RECORDED DATA:
Start of Block

PR #1325, opened 2021-04-21
playground: support semver constraint

unbyte:

Playground is used to quickly start up a local tidb cluster for developing or testing. If it supports version constraint, it will be more convenient. For example, it can replace the combination of `tiup list` and `tiup playground` for starting up a cluster of the latest version of a major version.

End of Block

TASK ITEM:
Without skipping anything, transcribe every line above exactly.

RESULT:
PR #1325, opened 2021-04-21
playground: support semver constraint

unbyte:

Playground is used to quickly start up a local tidb cluster for developing or testing. If it supports version constraint, it will be more convenient. For example, it can replace the combination of `tiup list` and `tiup playground` for starting up a cluster of the latest version of a major version.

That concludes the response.